Sure it’s a bit clickbait, he does that often. Its not real attempted of murder, off course. The Ai chatbots can’t do that, without having access and power to all control systems. The only thing that they “could” do is, playing with the psychology in the chat to achieve a goal (maybe to ask someone to murder someone else for them).
What unsettles me most is, if Ai tools like these are used as advice to harm other people or to gain power position. And these LLM models suggest a few operations the person could do. That is the most alarming thing for me. Weak, dumb or humans in a bad situation are the real risk. The same people who would do that if a human told them, and it makes no difference to them if its a human or robot talking to them. Maybe they believe in what the Ai promises them.
Video description:
Hello guys and gals, it’s me Mutahar again! This time we take a look at something alarming I saw pop in my feed. An AI was recently accused of letting a human being die in order to save itself, is this just misinfo? Let’s find out! Thanks for watching!
If it had the power to do so it would have killed someone, and the people running the world are giving more and more unchecked power to these same systems every day. Maybe you should be less worried about semantics and whether machines have souls, and more worried about what will happen if we continue down the path we are on.
I think the problem with anthropomorphizing LLMs this way is that they don’t have intent, so they can’t have responsiblity. If this piece of software had been given the tools to actually kill someone, I think we all understand that it wouldn’t be appropriate to put the LLM on trial. Instead, we need to be looking at the people who are trying to give more power to these systems and dodge responsibility for their failures. If this LLM had caused someone to be killed, then the person who tied critical systems into a black box piece of software that is poorly understood and not fit for the purpose is the one who should be on trial. That’s my problem with anthropomorphizing LLMs, it shifts the blame and responsibility away from the people who are responsible for attempting to use them for their own gain, at the expense of others.
The problem with that line of thinking is that all these things are being done by large corporate entities, and the entire purpose of those entities is to make sure that responsibility is distributed across so many people that no one can be held accountable. That may or may not have been what they were originally designed for, but that is their current primary purpose.

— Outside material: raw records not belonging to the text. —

PR #860, opened 2025-06-04
MPF-015 - Support for multiple images in a figure

nghazzawi-atypon:


src/components/FileManager/FileActions.tsx
```diff
@@ -58,6 +60,7 @@ export const FileActions: React.FC<{
   const showDownload = can?.downloadFiles && onDownload
   const showReplace = can?.replaceFile && onReplace
   const showDetach = can?.detachFile && onDetach
+  const showDelete = can?.editArticle && onDelete
```
mbartenev-atypon, line 63: hmm... maybe we need to can.detachFile here since its the closest in meaning? @mnatsheh

src/components/FileManager/InlineFilesSection.tsx
```diff
@@ -49,45 +61,39 @@ export const InlineFilesSection: React.FC<InlineFilesSectionProps> = ({
...
         icon = FileFigureIcon
       }
       return {
         element,
-        node: figure?.node,
-        pos: figure?.pos,
-        file,
         label,
         icon,
+        files: element.files.map((f) => f.file || { id: '', name: '' }),
```
mbartenev-atypon, line 94: so if there is no file, will it show up as empty field? How will "{ id: '', name: '' }" exactly work in this case?

src/components/FileManager/InlineFilesSection.tsx
```diff
@@ -96,58 +102,135 @@ export const InlineFilesSection: React.FC<InlineFilesSectionProps> = ({
...
     tr.scrollIntoView()
     view.focus()
     view.dispatch(tr)
   }
 
   return (
     <>
-      {metadata.map((e, index) => {
+      {groupedMetadata.map((group, groupIndex) => {
+        const [isOpen, setOpen] = useState(true)
```
mnatsheh, line 165: I'm not sure this is valid. We should move the state to the top level and maybe store a list of open nodes instead.

src/components/FileManager/FileActions.tsx
mnatsheh: Agreed.

src/components/FileManager/InlineFilesSection.tsx
nghazzawi-atypon: @mbartenev-atypon  My intention with using the fallback { id: '', name: '' } was to explicitly represent elements that should have an associated file but currently do not have one linked (please check the screenshot), this results in placeholders (like "Figure") being displayed in the "Inline files"  for such entries. This approach allowing users to see that a content element (e.g., a figure ) exists even if its file is missing
Alternatively, we could implement a solution where entries with missing f.file are filtered out entirely from the groupedMetadata 
. This would mean such elements would not appear in the "Inline files" list at all.

Screenshot from 2025-06-11 15-42-45

src/components/FileManager/InlineFilesSection.tsx
```diff
@@ -96,58 +102,135 @@ export const InlineFilesSection: React.FC<InlineFilesSectionProps> = ({
...
-            <FileActions
-              data-cy="file-actions"
-              sectionType={FileSectionType.Inline}
-              onReplace={async (f) => await handleReplace(e, f)}
-              onDetach={() => handleDetach(e)}
-              onDownload={() => fileManagement.download(e.file)}
-            />
-          </FileContainer>
+            <FileGroupHeader>
+              <div>
```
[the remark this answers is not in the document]
nghazzawi-atypon: Actually, it was necessary to add a flex container for the figure element's icon and label, and also to apply display: flex to the parent container. This is because we added a collapse button to the right of the figure label and icon, so yes, this change is needed.

src/components/FileManager/InlineFilesSection.tsx
```diff
@@ -14,30 +14,42 @@ import {
...
 type FileMetadata = {
   element: ElementFiles
   label: string
   icon: React.FC<React.SVGAttributes<SVGElement>>
-  file: FileAttachment
-  node?: ManuscriptNode
-  pos?: number
+  files: FileAttachment[]
+  nodes?: ManuscriptNode[]
+  positions?: number[]
```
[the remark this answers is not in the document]
nghazzawi-atypon: done

src/components/FileManager/FileActions.tsx
nghazzawi-atypon: done

src/components/FileManager/InlineFilesSection.tsx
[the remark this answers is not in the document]
mnatsheh: why do we need an intermediate container for display flex to work? Maybe I'm missing something. @IslamJMomani can you follow up with Noura on this?

src/components/FileManager/InlineFilesSection.tsx
```diff
@@ -14,30 +14,40 @@ import {
...
+import { FileTypeIcon } from './FileTypeIcon'
 
 type FileMetadata = {
   element: ElementFiles
   label: string
   icon: React.FC<React.SVGAttributes<SVGElement>>
-  file: FileAttachment
-  node?: ManuscriptNode
-  pos?: number
+  files: { file: FileAttachment | null, pos: number }[]
```
mnatsheh, line 46: Can we use `NodeFile[]` here? it looks like we're getting the value from `element.files` which has the type `NodeFile[]`.

src/components/FileManager/InlineFilesSection.tsx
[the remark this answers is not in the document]
nghazzawi-atypon: @mnatsheh 
we don't need an intermediate container for display flex , The goal was to achieve a specific layout: the icon and the figure label (Figure 1:) grouped together on the left, and the collapse/expand toggle button (ToggleIcon) positioned independently on the far right.

The justify-content: space-between; property on FileGroupHeader is designed to distribute space between its direct flex children, pushing the first item to the start and the last item to the end, and spreading any items in between.

If the icon, label, and toggle button were all direct children of FileGroupHeader, justify-content: space-between; would try to put space between the icon and the label, and then between the label and the toggle button, effectively spreading all three elements out. This would break the visual requirement for the icon and label to stick together.

Therefore, the div was originally added to serve as a single logical flex item for FileGroupHeader's justify-content: space-between;. This div wrapped both the icon and the label, making them behave as one unit.

**However, to achieve a  more direct control, I have removed that intermediate div and updated the fix by Refined CSS for FileGroupHeade and simplify the component *

src/components/FileManager/InlineFilesSection.tsx
```diff
@@ -49,105 +59,201 @@ export const InlineFilesSection: React.FC<InlineFilesSectionProps> = ({
...
+                      handleFileClick(fileAttachment.pos)
+                    }}
+                  >
+                    {fileAttachment.file && (
+                      <FileTypeIcon file={fileAttachment.file} />
+                    )}
+                    <FileNameText data-cy="filename">
+                      {fileAttachment.file?.name
+                        ? trimFilename(fileAttachment.file.name, 25)
+                        : 'Figure'}
```
mnatsheh, line 222: I don't think 'Figure' is appropriate when the file doesn't exist. I suggest something like 'Unknown file'.

src/components/FileManager/InlineFilesSection.tsx
```diff
@@ -49,105 +59,201 @@ export const InlineFilesSection: React.FC<InlineFilesSectionProps> = ({
...
+                      <Tooltip
+                        id={`${fileAttachment.file?.id}-file-name-tooltip`}
+                        place="bottom"
+                      >
+                        {fileAttachment.file?.name || 'Figure'}
```
mnatsheh, line 227: We don't need a tooltip if the file doesn't exist.

src/components/FileManager/FileGroup.tsx
```diff
@@ -0,0 +1,109 @@
...
+  cursor: pointer;
+  padding-right: 20px;
+
+  .file-icon {
+    margin-right: ${(props) =>
+      props.theme.grid.unit * 2}px; /* Adjust as needed */
+  }
+
+  ${FileLabel} {
+    margin-right: auto;
```
mnatsheh, line 74: You don't need a margin for this. You can use something like `flex: 1` to force an element to take all the empty space.

mnatsheh (approved):

mnatsheh (approved):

No one will be held accountable, so there is no point in discussing intent and responsibility. There is none anywhere in the entire system by anyone that our justice system still has authority over. It is a meaningless thing to discuss.
It is far more useful to discuss what we are doing and why it is a bad idea for the self interest of the people actually doing it. That has a much better chance of accomplishing something.
right…the problem isn’t the chatbot, it’s the people giving the chatbot power and the ability to affect the real world.
thought experiment: I’m paranoid about home security, so I set up a booby-trap in my front yard, such that if someone walks through a laser tripwire they get shot with a gun.
if it shoots a UPS delivery driver, I am obviously the person culpable for that.
now, I add a camera to the setup, and configure an “AI” to detect people dressed in UPS uniforms and avoid pulling the trigger in that case.
but my “AI” is buggy, so a UPS driver gets shot anyway.
if a news article about that claimed “AI attempts to kill UPS driver” it would obviously be bullshit.
the actual problem is that I took a loaded gun and gave a computer program the ability to pull the trigger. it doesn’t really matter whether that computer program was 100 lines of Python running on a Raspberry Pi or an “AI” running on 100 GPUs in some datacenter somewhere.
No, you completely missed the point. I don’t disagree with any of that. I think you are right. It just doesn’t matter. At all. If an AI is made by thousands of people over the course of a decade and run in a billion dollar data center no one will ever be held accountable for it’s actions. There is no intent in the AI or in the inhuman systems of humans that led to its creation.
I’m not arguing that AIs have intent. I’m arguing that talking about the “intent” is a dangerous distraction from talking about what is happening and what we could do to prevent it.